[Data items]
PR #839, opened 2023-05-24
fix(unreads): displaying wrong unread messages indicator

### LINKED ISSUE #830: bug(chat): displaying wrong unread messages indicator
Luis noticed the following bug

1. User A sends message to User B
2. User B does not have the convo open but see the sidebar with the unread messages counter (2) and time ago (now)
3. User A deletes the messages
4. User B still without the conversation open, sees again in sidebar "No messages sent yet", but the unread messages indicator is still there

image

macOS, m1

Jekrimo:
### What this PR does 📖

- de-increments unreads when a user deletes a message

- Resolve #830


phillsatellite:
This PR works really well! I did notice that when the unread message is deleted the notification bubble will persist on the app icon until the User clicks. I assumed we would want the notification bubble to also clear out. This happens on dev as well and a little out of the scope of this PR so to keep it simple I will create a ticket for it 😄 

https://github.com/Satellite-im/Uplink/assets/93608357/d33b307b-881c-4a2b-a163-a0eff8c8e595

phillsatellite (approved):

stavares843 (approved):

stavares843:
**AI CODE REVIEW**


The first patch fixes the issue with displaying the wrong unread messages indicator.
In the impl State block, the chats field is changed from private to public by modifying the visibility specifier from chats: chats::Chats to pub chats: chats::Chats.
In the MessageEvent::MessageDeleted match arm, the chat.unreads counter is decremented by 1 if it is greater than 0. This change ensures that the unread count is updated correctly when a message is deleted.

EXERCISE DESCRIPTION
Scan the records above and report every line with the string "deletes".

WRITTEN SOLUTION
3. User A deletes the messages
- de-increments unreads when a user deletes a message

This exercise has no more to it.